Doctorow was commenting on what the Pandora Papers revealed—the intensive use of shell companies which are mostly inactive, maintained for future and various financial arrangements. These shell companies are registered in an OFC (Offshore Financial Center), a territory or country that provides foreign companies with business and financial services.  Some of the well-known OFCs include the British Virgin Islands, Bahamas, Bermuda, Cayman Islands, the Isle of Man, Seychelles, Hong Kong, and even Switzerland. Some of the documents obtained in the Papers were also in trusts set up in the US, such as South Dakota and Florida.

 

The ‘offshore’ system is nothing new—it originated in the 1960s, with the creation of the Eurobond21: a financial investment instrument allowing owners to move their wealth covertly across jurisdictions, while evading taxes altogether, or at the very least, avoid payment of higher rates of interest. 

 

In the 1960s, the European middle-class had difficulty finding low-risk places to put their savings and earn safe returns.
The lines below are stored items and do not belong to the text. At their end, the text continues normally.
PR #7595, opened 2023-05-20
Add clang-tidy configuration file

t2b3:
clang-tidy is a C/C++ linter.

Meson automatically detects the configuration file and defines a clang-tidy target that runs clang-tidy if available.

The targets can be invoked by `ninja clang-tidy`.


emersion:
Sorry, but we are not interested in clang-tidy.

PR #7596, opened 2023-05-20
Enclose macro replacement list in parentheses

t2b3:


emersion:
Not a fan of these macro tricks. If the lack of parentheses is a bother, maybe we can switch these to proper `const` variables instead?

t2b3:
I tried this but some switch statements require constant expressions (`#define`) 
`const` variables do not fulfill this requirement

kennylevinsen:
I suppose C2X's `constexpr` would solve that.

t2b3:
I think it is not so important, so just leave it for now.

PR #7597, opened 2023-05-20
Fix layer old damage not being offset by the monitor layout coords

ErikReider:
Issue in question:

https://github.com/swaywm/sway/assets/35975961/236f6a6a-d03c-4560-9334-3982e9aaddcc

To reproduce:

1. Open sway with two outputs
2. Run rofi-wayland, `rofi -show drun`
3. Type something in so that there are no results and hit enter
4. If the bug doesn't appear, wait a few seconds


emersion (approved):
Thank you!

PR #7598, opened 2023-05-20
Add support for tearing-control-v1

RicArch97:
References: https://gitlab.freedesktop.org/wlroots/wlroots/-/merge_requests/3871

Adds option to allow tearing per output, as well as an option to force enable or disable tearing for a specific application using a window rule. Only works with fullscreen applications.


Sid127:
this is no longer blocked by the wlroots MR, would love to see this finished and merged

RicArch97:
Marked as ready for review. Works on my end (i see tearing) when setting tearing allowed on the output and an override per view, with `WLR_DRM_NO_ATOMIC=1`. Not tested using Mesa git and automatically setting the hint though. 

I don't know if my approach is correct, since my knowledge about (Wayland) compositors is limited, so if anything can be improved let me know.

sway/commands/tearing_allowed.c
```diff
@@ -0,0 +1,25 @@
...
+  }
+
+  bool wants_tearing = parse_boolean(argv[0], true);
+
+  struct sway_view *view = container->view;
+  view->tearing_mode = wants_tearing ? TEARING_OVERRIDE_TRUE : 
+    TEARING_OVERRIDE_FALSE;
+
+  return cmd_results_new(CMD_SUCCESS, NULL);
+}
```
nekopsykose, line 25: need a trailing newline here and in `sway/commands/output/tearing_allowed.c`

FakeMichau:
After playing for some time it can cause few seconds long freezes when switching between workspaces, closing some apps, trying to type something into thunar. Tho there are times when it's fine, I didn't find a consistent way of reproducing this. Temporary solution I've found is switching to a different TTY and back. But usually the issues comes back quite quickly. dmesg doesn't say anything.
Potentially worth noting is that I'm also using VRR, I didn't try to use this MR without VRR.
I've also seen this on hyprland but I don't have anything to prove it's wlroots' fault.

ErikReider:
I've been using the initial PR since may and everything has been working as expected! :)

feschber:
One thing, I'd like to see (and I'm not sure, this may be more related to wlroots) is tearing on the mouse cursor.
My reasoning is:
- Actually seeing the tearing on such a tiny object is pretty unlikely (24 / 1080 = ~every 45th frame)
- It is one area, where it makes the largest perceivable difference

Seeing this as an option would be awesome!

emersion:
I don't see how cursor tearing would actually be useful. Can't think of any case where minimizing latency on the cursor image would be useful. (Note, tearing on cursor would only apply to the cursor image, not the cursor position.)

feschber:
> I don't see how cursor tearing would actually be useful. Can't think of any case where minimizing latency on the cursor image would be useful. (Note, tearing on cursor would only apply to the cursor image, not the cursor position.)

Okay I thought it would make it possible to render the cursor earlier. If it does not affect the cursor position then it makes no sense.

I guess I will wait for the new frame scheduler to be merged and see if that improves things.

Specifically on 60Hz the cursor feels noticeably delayed currently and I thought this might help because the latency improvement in games is VERY apparent.

zeakzzz (approved):

sad-goldfish:
I've set:
```
for_window [title=".*"] tearing_allowed yes
output DP-1 { tearing_allowed 1 }
```

Is that enough to enable tearing with this patch (and unstable wlroots git)? I still see `New presentation hint 0 received for surface`. Anyone know of a good way to test if this is working?

sway/desktop/output.c
```diff
@@ -601,11 +630,15 @@ static int output_repaint_timer_handler(void *data) {
 	pending.committed |= WLR_OUTPUT_STATE_DAMAGE;
 	get_frame_damage(output, &pending.damage);
 
-	if (fullscreen_con && fullscreen_con->view && !debug.noscanout) {
+	if (output_can_tear_fullscreen_view(output, fullscreen_view)) {
+		pending.tearing_page_flip = true;
```
emersion, line 634: Asking for tearing can cause the page-flip to fail for hardware-specific reasons. Ideally we'd have some kind of fallback for that case.

emersion:
Not sure about the naming of the options, e.g. `output allow_tearing` seems to actually be a way to force tearing on/off.

sway/desktop/output.c
RicArch97: how do we know if a page has failed, and what do we want to do in in that case?

emersion: > how do we know if a page flip has failed

The output commits fails.

> what do we want to do in in that case?

Probably fall back to a regular page-flip?

include/sway/config.h
```diff
@@ -285,6 +285,7 @@ struct output_config {
 	int max_render_time; // In milliseconds
 	int adaptive_sync;
 	enum render_bit_depth render_bit_depth;
+	int tearing_allowed;
```
OctopusET, line 288: How about following the name of the `allow_tearing` option as well?

sad-goldfish:
I'm not sure if you know this already but I don't think this builds against any wlroots commit anymore. I've tried e.g. `b80337a8f2bb5d032f533ed5e0feb6292670528f`, `ce89f49b7aab281198fad64e9a825a24dbf72e3d`, `1968ada2132237f5bf8e40b6bf903fbce76c0b40` and `da5f53b46176f05731e94dec5f079c1ce7a57ed5`.

include/sway/config.h
RicArch97: Done.

RicArch97:
> I'm not sure if you know this already but I don't think this builds against any wlroots commit anymore. 

Fixed by rebase.

sad-goldfish:
Just gave it a go. It does build against current wlroots (`4688a371e04787f5bb059e80b5de506f0a8f00ff`) and stuff works after switching to xwayland `d7f1909e7c198607794da5f4d778ce53139ff851`. I no longer see the tearing I previously saw in `vkcube` but this may have been a bug previously. A better way to test tearing would be nice. Also, I'll test the new non-legacy atomic tearing page flips at some point too.

sad-goldfish:
Testing with Linux 6.8-rc1 and libdrm 2.4.120 without setting `WLR_DRM_NO_ATOMIC=1`, I don't see any tearing nor any debug messages suggesting that something is broken.

RicArch97:
> Tested the same application on X11 and I can see tearing. It seems like, for me, tearing is broken with the current state of this patch. Though, of course, it could be because of Wlroots changes underneath.

I see. I'll have to investigate this some more. Recently some massive changes were made to the codebase. I made the changes based on a general outline of it, but overall I'm not involved enough with Sway and wlroots to know every detail of it. I don't have any trouble implementing it, but i may need some help with the approach based on recent changes.

vimproved:
I've fixed this PR in my own fork in this commit: https://github.com/vimproved/sway/commit/49590198febe073528677c80f2b33ec74ead1c75. It seems like tearing_page_flip needs to be updated every frame, and putting it behind `if (output->gamma_lut_changed || output->tearing_state_changed)` broke it. However, now it's calling wlr_output_commit_state twice every frame (once to apply tearing_page_flip, and once in wlr_scene_output_commit), which might be an issue (I'm not 100% sure).

sad-goldfish:
@emersion could you comment on what changes need to be made to this patch (with or without @vimproved's changes) before it can be merged? As Linux 6.8 will probably be released soon with the atomic tearing page flips and Sway 1.9 has been released (so timing for new features is good), it seems like a good time to work on this. I'd be happy to help work on this if there are any concerns that you have.

zeak-z:
any news on when this will be merged?

KyunLFA:
For those trying to use this MR with upstream and failing to see any tearing, there's a working version at https://github.com/vimproved/sway/tree/tearing_control (thanks vimproved for maintaining the MR and thanks RicArch97 for creating it!).

Test tearing with:

`vkcube --present_mode 0`

It should show very visible tearing.

Don't forget to fullscreen the window!

RicArch97:
> For those trying to use this MR with upstream and failing to see any tearing, there's a working version at https://github.com/vimproved/sway/tree/tearing_control (thanks vimproved for maintaining the MR and thanks RicArch97 for creating it!).
> 
> Test tearing with:
> 
> `vkcube --present_mode 0`
> 
> It should show very visible tearing.
> 
> Don't forget to fullscreen the window!

My latest changes already included the suggestion from @vimproved (thanks!). The difference is that i didn't rebase this branch in some time. Last time i tested it, the output commits were failing with the tearing flips enabled so i assumed the backend (wlroots, DRM) still needed work before the tearing flips could work correctly.

I definitely haven't forgotten about this MR, i just don't recommend using this yet until it's actually ready and reviewed. I just rebased it as well, and tested it with vkcube and overwatch 2. The commits no longer fail and the tearing works as expected (including using the hints provided by the application / game) without the need to launch with `WLR_DRM_NO_ATOMIC=1`. So we seem to be moving in the right direction.

KyunLFA:
@RicArch97 I understand 100%, I choose to use experimental stuff all the time (you'd probably cringe at my heavily experimental and patched custom compiled OS bits...) but I can get why you don't quite recommend it yet before the proper code review, but I think you'd agree people who can patch and compile code from github know enough about what they're doing to not throw pitchforks at you if their compositor crashes 😂. Thank you for the official rebase of this MR and hope it gets reviewed and merged in the near future!

feschber:
I'm sorry, but I'm pulling my hair out trying to get this to work.
```sway
output * allow_tearing yes

for_window [title=".*"] allow_tearing yes
```

Running an application that should tear just doesn't show tearing and resets the `allow_tearing` flag in
sway apparently:

```sh
$ swaymsg -t get_outputs | rg allow_tearing
    "allow_tearing": true,
    "allow_tearing": true,

$ vkcube --present_mode 0
Selected GPU 0: AMD Radeon RX 6800 (RADV NAVI21), type: DiscreteGpu

$ swaymsg -t get_outputs | rg allow_tearing
    "allow_tearing": false,
    "allow_tearing": true,
```

```sh
swaymsg version 1.10-dev-203ac891 (Mar 18 2024, branch 'tearing_control')
```

feschber:
To add to this: I'm on Kernel 6.9.5 and I'm definitely getting PRESENT_MODE_IMMEDIATE_KHR reported by Vulkan.

I also never got it to work in KDE ... so maybe its an issue with the kernel

RicArch97:
> I'm sorry, but I'm pulling my hair out trying to get this to work.
> 
> ```sway
> output * allow_tearing yes
> 
> for_window [title=".*"] allow_tearing yes
> ```
> 
> Running an application that should tear just doesn't show tearing and resets the `allow_tearing` flag in sway apparently:
> 
> ```shell
> $ swaymsg -t get_outputs | rg allow_tearing
>     "allow_tearing": true,
>     "allow_tearing": true,
> 
> $ vkcube --present_mode 0
> Selected GPU 0: AMD Radeon RX 6800 (RADV NAVI21), type: DiscreteGpu
> 
> $ swaymsg -t get_outputs | rg allow_tearing
>     "allow_tearing": false,
>     "allow_tearing": true,
> ```
> 
> ```shell
> swaymsg version 1.10-dev-203ac891 (Mar 18 2024, branch 'tearing_control')
> ```

Are you sure you are on the latest version of this branch? The date reported in your version seems odd. Anyway, when testing it 2 months ago i had a similar issue where the output commits seemed to fail. Currently for me that is no longer the case. Note that basically the first time that happens when tearing flips get enabled, we disable the tearing, otherwise Sway would stop working entirely.

I tested it with Linux 6.9.5, Mesa 24.1.1, libdrm 2.4.120 (GPU: Radeon 6900XT) and everything works as expected.

RicArch97:
Oops, it looks like i still had `WLR_DRM_NO_ATOMIC=1` set in my dev shell. So for now it looks like that is still required to set this to make the tearing work....

feschber:
> Oops, it looks like i still had `WLR_DRM_NO_ATOMIC=1` set in my dev shell. So for now it looks like it is still required to set this to make the tearing work....

Yes, its working with `WLR_DRM_NO_ATOMIC=1`, glad to here its nothing specific to my system I guess!

vimproved:
> My latest changes already included the suggestion from @vimproved (thanks!).

No problem, thank you for making this PR in the first place! I use the live version of sway on gentoo with this patch so I've mainly just been rebasing it for personal use but I'm glad other people have found it useful. For now `WLR_DRM_NO_ATOMIC=1` seems to still be required, I tried looking into why it wasn't working at some point but came up with inconclusive results.

somewhatfrog:
I have a question, will there be an option to enable tearing for everything, so there's no need to manually add each and every app?

ZakMcKrack3n:
> I have a question, will there be an option to enable tearing for everything, so there's no need to manually add each and every app?

I think this is already possible by just defining a window rule using some wildcards, e.g. everything that gets fullscreen should then be configured to tear, still learning the syntax here as well.

Wonder if there would be a global 'tear all fullscreen option' , if it could be toggled on the fly as well (binding keys etc.), not sure what is possible and what the limitations are, maybe it can only be set when getting to/from fullscreen.

somewhatfrog:
> > I have a question, will there be an option to enable tearing for everything, so there's no need to manually add each and every app?
> 
> I think this is already possible by just defining a window rule using some wildcards, e.g. everything that gets fullscreen should then be configured to tear, still learning the syntax here as well.
> 
> Wonder if there would be a global 'tear all fullscreen option' , if it could be toggled on the fly as well (binding keys etc.), not sure what is possible and what the limitations are, maybe it can only be set when getting to/from fullscreen.

In this case will sway count as fullscreen? What I meant is no sync at all for everything including tiles, not just apps which went into fullscreen.

ZakMcKrack3n:
> In this case will sway count as fullscreen? What I meant is no sync at all for everything including tiles, not just apps which went into fullscreen. Like a global toggle.

This should be the output option:

`output * allow_tearing yes`

if I read this correctly some posts back.

RicArch97:
The idea of the tearing hints is that the application can inform the compositor that it wants to tear. For games that would be when VSync is disabled in the game. By default we react to the hints if `allow_tearing` is set to true on the output.

The window rules `allow_tearing` can be using if you want to force it for a specific app (maybe if the app doesn't provide a hint for async) or force disable it for an app to get the current mailbox present mode (VSync off in game, but no tearing allowed by compositor).

somewhatfrog:
> The idea of the tearing hints is that the application can inform the compositor that it wants to tear. For games that would be when VSync is disabled in the game. By default we react to the hints if `allow_tearing` is set to true on the output.
>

Regulation Q, formulated in 1933 under the US Glass-Steagall Act,22 discouraged Europeans from putting up deposit accounts because the law limits interest rates paid on deposits in checking accounts. Added to this, the US’s Interest Equalization Tax of 1963, which carried 15 percent tax on the price of a bond purchased, decreased the capital account outflows, increasing investment in the US. Eventually, it choked the flow of dollars into Europe; inhibiting companies from funding their projects. The Eurobond23 was the workaround, and it served later as the prototype for other money market funds. 

 

Today, it is the super-rich that is handsomely benefitting from the outcome of the Eurobond and its underlying needs that birthed the offshore system. The financial market in which offshore banking is just one limb, has now mutated into a beast, siphoning off every wealth created anywhere in the planet.   

 

Considering that a huge percentage of this stashed-away wealth were generated at the expense of the working people through slave-like conditions and unlivable wages, not to mention the rapacious exploitation of the environment which threatens the global ecological balance, offshore banking takes on a whole new meaning.

 

A study by Daniel Reck24, an assistant professor from the London School of Economics and Politics published in 2021, states that tax evasion schemes by the super-rich are becoming sophisticated” and that even expert auditors are now having difficulty locating offshore accounts, with the top one percent richest benefitting.  

 

One problem is in the privacy and protection these OFCs provide—privacy rights which shield individuals from declaring their assets and accounts.  The grey area lies in this point of nondisclosure, when it becomes next to impossible to differentiate tax minimization from evasion or outright fraud.

 

Reck and his colleagues at Carnegie Mellon University and the University of California said that the top one percent of American earners fail to report about 21 percent of their incomes to the Internal Revenue Service (IRS), significantly more than was previously known. “These super–high-income taxpayers, who have so much to gain from successfully evading their taxes, are much more sophisticated at evasion than the other 99 per cent of earners,” the researchers said25

 

The 2021 report by the United Nations High-Level Panel on Financial Accountability, Transparency and Integrity Panel (UN FACTI),26 has identified that large portions of revenue that could be used by governments to benefit their own peoples are being lost in an elaborate scheme of tax avoidance and evasion. The UN FACTI Panel report stressed the importance of a global mechanism for public registries of beneficial ownership to curb these abusive practices.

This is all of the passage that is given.